[Source data]
:::

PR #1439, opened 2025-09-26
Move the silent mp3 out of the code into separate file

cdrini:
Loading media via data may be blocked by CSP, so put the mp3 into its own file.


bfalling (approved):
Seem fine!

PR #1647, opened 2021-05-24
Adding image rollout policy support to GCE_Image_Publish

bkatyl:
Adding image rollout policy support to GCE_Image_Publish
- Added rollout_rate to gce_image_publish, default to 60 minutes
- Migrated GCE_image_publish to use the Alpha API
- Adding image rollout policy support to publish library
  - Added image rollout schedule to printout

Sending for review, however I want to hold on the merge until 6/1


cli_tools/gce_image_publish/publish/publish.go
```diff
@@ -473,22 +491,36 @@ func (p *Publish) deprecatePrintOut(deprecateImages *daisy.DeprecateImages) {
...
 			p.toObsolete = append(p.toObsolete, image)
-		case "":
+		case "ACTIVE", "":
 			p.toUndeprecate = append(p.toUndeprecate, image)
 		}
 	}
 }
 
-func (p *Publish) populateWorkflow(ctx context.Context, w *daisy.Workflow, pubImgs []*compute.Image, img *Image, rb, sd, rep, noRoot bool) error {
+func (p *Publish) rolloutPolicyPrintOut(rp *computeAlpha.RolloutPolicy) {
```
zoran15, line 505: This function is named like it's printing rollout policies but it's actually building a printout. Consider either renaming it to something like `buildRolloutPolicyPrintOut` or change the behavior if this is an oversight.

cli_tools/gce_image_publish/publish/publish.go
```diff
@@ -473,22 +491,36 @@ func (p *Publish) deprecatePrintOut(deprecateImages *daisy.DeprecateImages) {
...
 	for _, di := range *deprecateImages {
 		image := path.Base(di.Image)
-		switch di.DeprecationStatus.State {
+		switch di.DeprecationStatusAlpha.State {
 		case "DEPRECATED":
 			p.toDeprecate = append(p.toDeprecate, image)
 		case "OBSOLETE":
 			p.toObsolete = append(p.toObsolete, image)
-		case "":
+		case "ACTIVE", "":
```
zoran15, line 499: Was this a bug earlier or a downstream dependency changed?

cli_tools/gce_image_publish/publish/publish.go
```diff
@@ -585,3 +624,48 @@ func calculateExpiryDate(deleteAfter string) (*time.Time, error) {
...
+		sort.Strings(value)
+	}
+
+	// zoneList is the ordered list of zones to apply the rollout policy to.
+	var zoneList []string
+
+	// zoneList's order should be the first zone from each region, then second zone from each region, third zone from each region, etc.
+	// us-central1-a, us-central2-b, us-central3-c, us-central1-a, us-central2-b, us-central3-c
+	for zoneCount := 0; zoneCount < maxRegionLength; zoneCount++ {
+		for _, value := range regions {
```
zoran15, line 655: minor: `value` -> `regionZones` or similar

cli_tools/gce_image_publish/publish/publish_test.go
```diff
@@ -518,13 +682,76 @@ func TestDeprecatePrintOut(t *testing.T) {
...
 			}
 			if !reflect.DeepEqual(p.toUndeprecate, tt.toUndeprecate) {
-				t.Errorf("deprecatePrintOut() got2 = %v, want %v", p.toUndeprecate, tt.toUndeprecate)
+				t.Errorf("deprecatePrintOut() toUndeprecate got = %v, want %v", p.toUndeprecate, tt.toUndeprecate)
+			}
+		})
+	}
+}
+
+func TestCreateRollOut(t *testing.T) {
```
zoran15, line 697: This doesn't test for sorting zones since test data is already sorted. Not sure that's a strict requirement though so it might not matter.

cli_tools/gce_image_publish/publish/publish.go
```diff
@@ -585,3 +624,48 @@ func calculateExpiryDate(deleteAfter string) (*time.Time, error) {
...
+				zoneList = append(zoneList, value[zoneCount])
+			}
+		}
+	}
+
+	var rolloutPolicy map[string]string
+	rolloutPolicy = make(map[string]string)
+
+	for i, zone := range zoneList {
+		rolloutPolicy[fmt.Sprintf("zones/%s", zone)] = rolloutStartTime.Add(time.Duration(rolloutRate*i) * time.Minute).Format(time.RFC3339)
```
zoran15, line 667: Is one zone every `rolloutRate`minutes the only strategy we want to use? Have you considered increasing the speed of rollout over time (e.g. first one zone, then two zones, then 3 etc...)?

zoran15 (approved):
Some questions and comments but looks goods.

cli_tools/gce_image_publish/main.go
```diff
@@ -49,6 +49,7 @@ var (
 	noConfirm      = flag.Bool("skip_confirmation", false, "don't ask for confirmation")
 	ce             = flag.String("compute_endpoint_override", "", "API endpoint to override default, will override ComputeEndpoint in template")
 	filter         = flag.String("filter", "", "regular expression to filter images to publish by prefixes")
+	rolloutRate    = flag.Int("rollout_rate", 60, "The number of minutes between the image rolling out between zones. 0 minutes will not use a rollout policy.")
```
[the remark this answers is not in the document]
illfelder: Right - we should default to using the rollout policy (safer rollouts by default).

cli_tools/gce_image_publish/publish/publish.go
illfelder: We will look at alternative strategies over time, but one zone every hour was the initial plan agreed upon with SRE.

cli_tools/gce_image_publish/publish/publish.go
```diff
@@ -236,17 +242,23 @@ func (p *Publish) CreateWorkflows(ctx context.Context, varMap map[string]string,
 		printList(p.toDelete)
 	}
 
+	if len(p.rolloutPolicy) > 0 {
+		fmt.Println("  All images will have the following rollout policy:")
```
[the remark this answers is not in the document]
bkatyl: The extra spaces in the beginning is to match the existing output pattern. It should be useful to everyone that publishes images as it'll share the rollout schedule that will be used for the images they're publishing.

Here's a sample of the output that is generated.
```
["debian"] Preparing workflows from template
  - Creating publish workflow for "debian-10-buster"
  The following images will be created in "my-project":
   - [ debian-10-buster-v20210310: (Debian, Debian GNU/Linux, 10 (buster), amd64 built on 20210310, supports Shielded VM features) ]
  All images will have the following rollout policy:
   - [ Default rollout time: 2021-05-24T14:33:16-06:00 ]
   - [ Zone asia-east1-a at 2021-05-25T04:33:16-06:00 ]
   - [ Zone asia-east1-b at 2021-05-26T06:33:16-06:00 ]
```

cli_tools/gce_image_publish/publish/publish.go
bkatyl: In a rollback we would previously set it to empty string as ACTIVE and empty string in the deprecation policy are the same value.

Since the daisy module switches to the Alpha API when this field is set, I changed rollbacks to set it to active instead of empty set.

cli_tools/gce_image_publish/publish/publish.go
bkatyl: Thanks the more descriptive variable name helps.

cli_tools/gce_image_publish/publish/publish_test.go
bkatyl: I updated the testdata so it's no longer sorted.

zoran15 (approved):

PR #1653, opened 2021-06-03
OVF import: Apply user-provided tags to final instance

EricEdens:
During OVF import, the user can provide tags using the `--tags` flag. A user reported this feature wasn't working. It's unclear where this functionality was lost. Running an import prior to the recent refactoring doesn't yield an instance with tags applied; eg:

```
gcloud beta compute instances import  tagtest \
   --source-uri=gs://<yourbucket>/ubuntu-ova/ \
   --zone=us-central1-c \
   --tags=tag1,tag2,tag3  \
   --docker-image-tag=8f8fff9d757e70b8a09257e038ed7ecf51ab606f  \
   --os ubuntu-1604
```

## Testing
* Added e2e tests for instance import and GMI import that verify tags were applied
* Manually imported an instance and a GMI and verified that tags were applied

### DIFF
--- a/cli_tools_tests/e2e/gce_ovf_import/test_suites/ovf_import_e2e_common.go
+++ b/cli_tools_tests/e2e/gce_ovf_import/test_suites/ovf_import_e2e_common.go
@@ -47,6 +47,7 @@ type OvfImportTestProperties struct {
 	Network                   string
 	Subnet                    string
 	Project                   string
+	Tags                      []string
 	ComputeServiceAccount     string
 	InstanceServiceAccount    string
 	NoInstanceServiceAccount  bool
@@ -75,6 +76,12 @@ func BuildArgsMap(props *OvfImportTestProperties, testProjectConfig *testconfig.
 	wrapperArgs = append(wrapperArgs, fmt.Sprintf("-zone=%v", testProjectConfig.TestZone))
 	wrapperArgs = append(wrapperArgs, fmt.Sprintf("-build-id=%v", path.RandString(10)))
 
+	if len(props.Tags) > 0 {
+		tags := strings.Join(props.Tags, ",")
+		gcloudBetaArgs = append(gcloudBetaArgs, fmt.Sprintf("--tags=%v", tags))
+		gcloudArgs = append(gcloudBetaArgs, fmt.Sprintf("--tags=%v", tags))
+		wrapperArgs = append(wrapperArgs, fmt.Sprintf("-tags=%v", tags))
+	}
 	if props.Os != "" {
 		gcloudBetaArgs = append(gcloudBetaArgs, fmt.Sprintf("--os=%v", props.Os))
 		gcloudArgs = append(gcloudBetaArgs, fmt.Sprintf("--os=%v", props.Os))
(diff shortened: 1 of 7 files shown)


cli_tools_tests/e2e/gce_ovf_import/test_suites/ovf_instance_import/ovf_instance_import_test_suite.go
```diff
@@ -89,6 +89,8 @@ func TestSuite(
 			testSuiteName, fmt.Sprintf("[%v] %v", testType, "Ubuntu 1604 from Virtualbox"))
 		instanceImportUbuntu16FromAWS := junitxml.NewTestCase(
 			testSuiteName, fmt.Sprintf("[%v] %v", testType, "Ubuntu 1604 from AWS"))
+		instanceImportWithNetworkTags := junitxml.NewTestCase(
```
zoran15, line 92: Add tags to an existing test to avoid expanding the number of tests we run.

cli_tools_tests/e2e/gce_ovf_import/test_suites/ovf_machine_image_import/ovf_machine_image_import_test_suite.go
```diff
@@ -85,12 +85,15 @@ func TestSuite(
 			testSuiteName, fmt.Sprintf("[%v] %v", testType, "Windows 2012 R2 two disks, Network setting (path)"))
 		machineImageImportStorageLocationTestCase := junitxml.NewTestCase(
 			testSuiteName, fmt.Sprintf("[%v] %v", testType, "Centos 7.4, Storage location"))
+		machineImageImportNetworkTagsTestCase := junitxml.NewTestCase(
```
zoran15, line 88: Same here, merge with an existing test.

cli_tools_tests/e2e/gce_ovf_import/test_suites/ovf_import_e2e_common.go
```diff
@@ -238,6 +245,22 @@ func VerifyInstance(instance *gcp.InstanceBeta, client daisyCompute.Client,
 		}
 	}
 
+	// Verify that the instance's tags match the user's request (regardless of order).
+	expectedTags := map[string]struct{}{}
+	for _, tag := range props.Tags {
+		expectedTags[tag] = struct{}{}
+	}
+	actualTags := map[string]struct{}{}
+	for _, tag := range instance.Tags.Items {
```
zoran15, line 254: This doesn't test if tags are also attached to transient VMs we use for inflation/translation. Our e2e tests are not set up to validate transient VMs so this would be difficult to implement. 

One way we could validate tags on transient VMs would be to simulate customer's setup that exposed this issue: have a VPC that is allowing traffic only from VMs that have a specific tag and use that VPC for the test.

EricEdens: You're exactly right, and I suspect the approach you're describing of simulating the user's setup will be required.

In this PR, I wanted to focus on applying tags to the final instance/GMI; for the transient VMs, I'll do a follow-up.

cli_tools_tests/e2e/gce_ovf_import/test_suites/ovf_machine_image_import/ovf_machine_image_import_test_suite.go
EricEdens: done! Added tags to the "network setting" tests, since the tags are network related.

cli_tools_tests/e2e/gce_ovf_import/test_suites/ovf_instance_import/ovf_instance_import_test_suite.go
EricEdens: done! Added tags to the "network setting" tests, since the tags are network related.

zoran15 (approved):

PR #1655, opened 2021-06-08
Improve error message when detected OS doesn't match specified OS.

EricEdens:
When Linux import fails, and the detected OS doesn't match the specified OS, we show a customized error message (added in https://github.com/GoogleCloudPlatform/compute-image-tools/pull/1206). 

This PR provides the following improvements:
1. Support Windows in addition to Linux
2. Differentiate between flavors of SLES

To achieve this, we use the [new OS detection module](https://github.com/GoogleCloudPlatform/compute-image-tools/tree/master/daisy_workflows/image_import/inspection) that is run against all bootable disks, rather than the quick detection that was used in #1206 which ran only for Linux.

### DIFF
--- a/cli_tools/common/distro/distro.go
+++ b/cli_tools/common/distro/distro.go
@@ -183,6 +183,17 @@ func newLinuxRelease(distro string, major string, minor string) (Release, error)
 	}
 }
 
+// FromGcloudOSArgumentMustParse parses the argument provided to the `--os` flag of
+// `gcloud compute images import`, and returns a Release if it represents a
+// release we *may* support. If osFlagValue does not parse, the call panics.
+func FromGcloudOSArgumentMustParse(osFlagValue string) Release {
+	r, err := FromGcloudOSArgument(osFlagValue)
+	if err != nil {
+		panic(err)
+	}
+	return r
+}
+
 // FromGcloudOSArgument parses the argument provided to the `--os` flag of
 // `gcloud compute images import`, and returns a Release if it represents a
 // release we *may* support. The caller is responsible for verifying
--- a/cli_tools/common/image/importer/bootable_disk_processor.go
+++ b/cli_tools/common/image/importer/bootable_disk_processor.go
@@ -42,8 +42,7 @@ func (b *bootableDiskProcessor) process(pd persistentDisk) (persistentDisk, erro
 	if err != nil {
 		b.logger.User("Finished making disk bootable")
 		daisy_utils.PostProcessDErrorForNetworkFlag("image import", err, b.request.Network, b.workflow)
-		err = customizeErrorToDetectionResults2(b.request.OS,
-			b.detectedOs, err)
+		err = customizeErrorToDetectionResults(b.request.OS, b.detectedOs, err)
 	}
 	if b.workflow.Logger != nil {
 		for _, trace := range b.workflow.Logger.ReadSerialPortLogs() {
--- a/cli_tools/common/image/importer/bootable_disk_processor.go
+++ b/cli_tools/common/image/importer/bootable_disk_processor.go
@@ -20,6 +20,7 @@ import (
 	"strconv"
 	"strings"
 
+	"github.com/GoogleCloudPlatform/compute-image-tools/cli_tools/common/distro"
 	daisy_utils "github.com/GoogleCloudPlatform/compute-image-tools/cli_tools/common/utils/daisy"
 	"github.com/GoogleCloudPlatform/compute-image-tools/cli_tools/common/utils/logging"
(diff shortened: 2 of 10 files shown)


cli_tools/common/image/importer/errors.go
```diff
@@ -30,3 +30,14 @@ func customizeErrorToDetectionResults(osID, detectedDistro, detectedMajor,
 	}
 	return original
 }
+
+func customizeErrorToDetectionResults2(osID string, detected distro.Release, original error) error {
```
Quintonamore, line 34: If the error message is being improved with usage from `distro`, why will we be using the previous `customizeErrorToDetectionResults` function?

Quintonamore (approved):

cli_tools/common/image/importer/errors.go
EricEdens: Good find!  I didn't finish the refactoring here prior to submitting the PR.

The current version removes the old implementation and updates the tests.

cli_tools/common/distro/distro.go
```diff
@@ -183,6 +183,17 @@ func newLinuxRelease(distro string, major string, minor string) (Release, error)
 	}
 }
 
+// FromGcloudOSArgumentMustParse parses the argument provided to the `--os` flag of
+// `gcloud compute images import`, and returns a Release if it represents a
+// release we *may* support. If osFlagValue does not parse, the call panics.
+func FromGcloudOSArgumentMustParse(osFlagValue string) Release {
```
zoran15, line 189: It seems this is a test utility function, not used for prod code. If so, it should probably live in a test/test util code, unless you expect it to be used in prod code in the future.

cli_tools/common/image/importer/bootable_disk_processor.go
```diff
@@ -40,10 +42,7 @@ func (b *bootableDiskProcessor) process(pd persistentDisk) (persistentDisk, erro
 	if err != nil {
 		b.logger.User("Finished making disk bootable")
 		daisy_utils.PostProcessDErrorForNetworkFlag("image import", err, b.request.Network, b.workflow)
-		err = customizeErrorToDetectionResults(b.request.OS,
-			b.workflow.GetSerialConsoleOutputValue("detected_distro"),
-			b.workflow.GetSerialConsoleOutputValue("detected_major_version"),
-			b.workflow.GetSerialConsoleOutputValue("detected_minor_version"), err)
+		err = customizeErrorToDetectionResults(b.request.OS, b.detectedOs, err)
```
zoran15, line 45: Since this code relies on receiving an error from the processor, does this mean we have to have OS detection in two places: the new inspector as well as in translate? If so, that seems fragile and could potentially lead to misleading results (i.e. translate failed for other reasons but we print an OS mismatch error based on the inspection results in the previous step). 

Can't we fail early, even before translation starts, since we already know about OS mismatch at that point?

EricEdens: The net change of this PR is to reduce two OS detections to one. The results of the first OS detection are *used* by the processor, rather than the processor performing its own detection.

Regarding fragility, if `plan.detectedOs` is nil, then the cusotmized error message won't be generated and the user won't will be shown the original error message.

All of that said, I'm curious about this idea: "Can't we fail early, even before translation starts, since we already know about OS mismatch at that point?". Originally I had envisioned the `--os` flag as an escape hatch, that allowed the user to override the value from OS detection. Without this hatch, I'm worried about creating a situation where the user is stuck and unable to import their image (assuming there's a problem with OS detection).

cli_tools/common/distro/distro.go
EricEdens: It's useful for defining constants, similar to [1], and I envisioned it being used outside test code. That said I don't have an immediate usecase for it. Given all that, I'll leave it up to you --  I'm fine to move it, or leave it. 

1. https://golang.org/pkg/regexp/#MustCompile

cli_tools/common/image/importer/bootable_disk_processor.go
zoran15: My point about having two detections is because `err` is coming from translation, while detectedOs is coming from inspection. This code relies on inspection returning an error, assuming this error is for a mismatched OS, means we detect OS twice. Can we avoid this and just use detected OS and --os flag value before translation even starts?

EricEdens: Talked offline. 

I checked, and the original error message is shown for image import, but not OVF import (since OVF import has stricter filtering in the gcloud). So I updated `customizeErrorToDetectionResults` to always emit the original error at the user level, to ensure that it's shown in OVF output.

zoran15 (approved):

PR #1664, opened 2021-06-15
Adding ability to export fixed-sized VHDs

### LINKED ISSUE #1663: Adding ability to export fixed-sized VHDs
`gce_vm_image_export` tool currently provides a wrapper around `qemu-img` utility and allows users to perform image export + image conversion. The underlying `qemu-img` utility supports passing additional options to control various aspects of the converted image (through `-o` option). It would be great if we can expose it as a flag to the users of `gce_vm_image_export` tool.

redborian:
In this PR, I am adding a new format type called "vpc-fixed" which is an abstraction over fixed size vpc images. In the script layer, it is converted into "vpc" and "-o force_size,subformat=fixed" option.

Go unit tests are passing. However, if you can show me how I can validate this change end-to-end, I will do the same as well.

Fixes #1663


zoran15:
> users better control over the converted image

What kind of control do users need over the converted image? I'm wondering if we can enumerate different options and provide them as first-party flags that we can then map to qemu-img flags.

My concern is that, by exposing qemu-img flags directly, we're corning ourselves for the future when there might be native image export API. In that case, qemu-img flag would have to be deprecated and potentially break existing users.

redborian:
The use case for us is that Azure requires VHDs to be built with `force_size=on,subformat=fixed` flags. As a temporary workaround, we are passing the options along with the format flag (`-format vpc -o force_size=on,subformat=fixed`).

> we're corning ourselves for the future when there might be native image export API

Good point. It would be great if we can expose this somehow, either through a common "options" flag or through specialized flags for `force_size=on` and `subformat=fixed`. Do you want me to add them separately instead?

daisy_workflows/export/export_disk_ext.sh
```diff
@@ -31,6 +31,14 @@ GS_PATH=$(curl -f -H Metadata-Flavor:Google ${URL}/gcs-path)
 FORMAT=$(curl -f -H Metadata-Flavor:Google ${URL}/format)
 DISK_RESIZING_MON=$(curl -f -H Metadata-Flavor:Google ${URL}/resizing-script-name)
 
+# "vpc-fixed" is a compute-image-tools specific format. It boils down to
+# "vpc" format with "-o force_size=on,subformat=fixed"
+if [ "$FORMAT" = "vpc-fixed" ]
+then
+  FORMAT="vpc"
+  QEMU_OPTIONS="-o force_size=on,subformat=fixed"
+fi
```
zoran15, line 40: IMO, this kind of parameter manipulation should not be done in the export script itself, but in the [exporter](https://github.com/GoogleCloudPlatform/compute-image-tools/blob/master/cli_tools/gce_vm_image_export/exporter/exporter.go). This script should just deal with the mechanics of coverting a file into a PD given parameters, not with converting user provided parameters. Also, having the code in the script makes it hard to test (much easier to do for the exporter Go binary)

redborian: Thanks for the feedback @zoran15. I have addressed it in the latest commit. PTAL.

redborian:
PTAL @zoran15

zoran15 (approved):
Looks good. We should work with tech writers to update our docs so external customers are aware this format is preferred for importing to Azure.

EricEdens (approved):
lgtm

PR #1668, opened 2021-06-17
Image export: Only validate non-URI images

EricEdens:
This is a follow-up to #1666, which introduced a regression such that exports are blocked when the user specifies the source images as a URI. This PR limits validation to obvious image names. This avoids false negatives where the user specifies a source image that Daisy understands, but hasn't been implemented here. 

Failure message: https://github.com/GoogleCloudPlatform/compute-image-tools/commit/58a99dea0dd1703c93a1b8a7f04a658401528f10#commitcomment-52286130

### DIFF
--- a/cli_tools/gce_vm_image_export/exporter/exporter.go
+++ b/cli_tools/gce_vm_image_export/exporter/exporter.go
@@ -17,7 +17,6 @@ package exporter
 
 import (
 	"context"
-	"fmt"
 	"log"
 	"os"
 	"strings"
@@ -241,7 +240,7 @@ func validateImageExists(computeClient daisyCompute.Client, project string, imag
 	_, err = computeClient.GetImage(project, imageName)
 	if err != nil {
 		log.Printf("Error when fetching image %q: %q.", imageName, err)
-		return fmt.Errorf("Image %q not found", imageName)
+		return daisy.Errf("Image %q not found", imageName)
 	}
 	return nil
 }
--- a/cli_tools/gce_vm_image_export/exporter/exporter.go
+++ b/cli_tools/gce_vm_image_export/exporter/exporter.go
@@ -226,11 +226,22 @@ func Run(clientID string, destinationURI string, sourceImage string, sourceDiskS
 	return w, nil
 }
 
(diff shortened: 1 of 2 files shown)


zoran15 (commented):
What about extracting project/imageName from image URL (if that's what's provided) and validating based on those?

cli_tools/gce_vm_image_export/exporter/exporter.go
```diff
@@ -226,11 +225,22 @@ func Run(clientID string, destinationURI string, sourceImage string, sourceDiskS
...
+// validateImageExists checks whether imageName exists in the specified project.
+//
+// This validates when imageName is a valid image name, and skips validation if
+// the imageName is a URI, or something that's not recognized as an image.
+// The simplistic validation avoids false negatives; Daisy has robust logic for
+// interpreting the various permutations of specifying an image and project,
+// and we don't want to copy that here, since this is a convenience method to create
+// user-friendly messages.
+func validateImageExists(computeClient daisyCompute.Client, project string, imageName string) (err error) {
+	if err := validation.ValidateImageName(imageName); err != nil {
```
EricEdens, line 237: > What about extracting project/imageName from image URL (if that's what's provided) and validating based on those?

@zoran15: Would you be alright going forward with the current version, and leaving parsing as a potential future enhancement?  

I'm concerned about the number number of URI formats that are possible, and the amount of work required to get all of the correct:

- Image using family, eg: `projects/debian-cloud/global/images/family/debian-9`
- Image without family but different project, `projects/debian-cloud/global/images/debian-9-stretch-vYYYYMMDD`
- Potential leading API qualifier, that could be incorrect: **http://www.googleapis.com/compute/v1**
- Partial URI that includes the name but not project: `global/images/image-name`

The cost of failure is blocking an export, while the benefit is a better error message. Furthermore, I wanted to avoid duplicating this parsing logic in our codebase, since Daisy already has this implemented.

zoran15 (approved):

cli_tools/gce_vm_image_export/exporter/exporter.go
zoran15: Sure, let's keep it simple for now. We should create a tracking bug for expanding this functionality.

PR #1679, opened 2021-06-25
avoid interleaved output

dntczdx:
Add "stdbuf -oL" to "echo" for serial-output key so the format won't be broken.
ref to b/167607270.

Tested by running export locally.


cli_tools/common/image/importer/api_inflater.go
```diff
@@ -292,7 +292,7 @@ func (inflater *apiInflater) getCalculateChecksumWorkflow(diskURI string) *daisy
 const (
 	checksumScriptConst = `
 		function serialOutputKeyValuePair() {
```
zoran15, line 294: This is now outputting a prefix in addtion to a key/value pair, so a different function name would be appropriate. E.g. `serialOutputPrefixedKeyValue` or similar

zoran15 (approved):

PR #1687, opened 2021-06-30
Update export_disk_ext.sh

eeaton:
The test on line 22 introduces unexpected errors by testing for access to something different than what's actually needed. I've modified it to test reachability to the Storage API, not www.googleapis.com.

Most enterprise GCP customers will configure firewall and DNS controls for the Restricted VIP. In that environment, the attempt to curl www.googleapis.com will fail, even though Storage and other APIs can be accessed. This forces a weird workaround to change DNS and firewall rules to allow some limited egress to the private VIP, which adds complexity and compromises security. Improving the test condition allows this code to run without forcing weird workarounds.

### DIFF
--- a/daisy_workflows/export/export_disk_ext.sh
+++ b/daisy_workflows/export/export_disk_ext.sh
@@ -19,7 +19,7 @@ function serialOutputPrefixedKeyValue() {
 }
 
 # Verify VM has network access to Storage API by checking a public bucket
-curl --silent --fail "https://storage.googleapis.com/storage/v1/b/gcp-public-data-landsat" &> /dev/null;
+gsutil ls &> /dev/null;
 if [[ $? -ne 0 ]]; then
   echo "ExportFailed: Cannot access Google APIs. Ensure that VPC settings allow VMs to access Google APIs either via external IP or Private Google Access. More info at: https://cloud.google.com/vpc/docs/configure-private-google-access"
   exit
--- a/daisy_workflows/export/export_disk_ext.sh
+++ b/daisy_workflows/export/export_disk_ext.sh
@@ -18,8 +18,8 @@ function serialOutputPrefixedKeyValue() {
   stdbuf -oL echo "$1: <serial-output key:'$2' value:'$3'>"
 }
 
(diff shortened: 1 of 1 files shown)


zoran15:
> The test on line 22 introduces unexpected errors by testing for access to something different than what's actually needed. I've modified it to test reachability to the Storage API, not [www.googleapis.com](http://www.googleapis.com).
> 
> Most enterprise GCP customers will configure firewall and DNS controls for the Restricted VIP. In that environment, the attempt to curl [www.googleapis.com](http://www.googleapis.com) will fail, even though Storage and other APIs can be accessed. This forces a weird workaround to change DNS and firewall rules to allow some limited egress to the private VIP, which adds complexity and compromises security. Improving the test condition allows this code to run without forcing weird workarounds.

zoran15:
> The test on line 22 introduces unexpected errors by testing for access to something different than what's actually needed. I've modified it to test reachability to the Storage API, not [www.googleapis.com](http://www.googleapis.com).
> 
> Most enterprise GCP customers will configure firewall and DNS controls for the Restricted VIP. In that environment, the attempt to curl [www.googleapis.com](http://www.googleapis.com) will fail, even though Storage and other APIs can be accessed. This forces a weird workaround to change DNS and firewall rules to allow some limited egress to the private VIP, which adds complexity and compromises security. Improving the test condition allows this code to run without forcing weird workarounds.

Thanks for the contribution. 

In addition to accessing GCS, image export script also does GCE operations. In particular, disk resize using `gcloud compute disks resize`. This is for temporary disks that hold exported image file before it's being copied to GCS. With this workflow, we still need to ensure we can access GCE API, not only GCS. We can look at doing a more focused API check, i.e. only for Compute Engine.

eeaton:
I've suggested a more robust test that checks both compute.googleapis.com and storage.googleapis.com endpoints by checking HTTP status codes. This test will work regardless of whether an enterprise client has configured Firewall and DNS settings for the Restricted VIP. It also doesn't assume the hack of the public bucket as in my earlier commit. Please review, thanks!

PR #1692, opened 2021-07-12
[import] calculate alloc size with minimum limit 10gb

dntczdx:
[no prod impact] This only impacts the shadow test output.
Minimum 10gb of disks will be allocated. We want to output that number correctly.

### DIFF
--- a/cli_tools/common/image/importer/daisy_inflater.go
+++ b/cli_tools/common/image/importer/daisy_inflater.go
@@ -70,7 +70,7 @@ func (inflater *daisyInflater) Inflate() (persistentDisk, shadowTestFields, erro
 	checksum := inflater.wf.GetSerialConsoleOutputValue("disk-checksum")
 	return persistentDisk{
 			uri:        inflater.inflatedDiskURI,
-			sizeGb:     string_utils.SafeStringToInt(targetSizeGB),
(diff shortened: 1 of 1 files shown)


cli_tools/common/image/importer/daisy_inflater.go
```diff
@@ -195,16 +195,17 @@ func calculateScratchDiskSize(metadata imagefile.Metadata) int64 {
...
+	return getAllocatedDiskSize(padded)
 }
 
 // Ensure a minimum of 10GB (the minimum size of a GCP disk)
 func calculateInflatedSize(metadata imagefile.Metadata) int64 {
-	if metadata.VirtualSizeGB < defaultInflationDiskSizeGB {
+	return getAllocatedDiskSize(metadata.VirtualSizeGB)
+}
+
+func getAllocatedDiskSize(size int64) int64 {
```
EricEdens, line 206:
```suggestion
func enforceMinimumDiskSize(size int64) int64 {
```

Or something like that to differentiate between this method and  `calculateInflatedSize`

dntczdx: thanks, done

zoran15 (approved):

:::

### Problem to work on
Filter the records above and copy every line that contains the word "clientID".

### Exercise output
@@ -226,11 +226,22 @@ func Run(clientID string, destinationURI string, sourceImage string, sourceDiskS
@@ -226,11 +225,22 @@ func Run(clientID string, destinationURI string, sourceImage string, sourceDiskS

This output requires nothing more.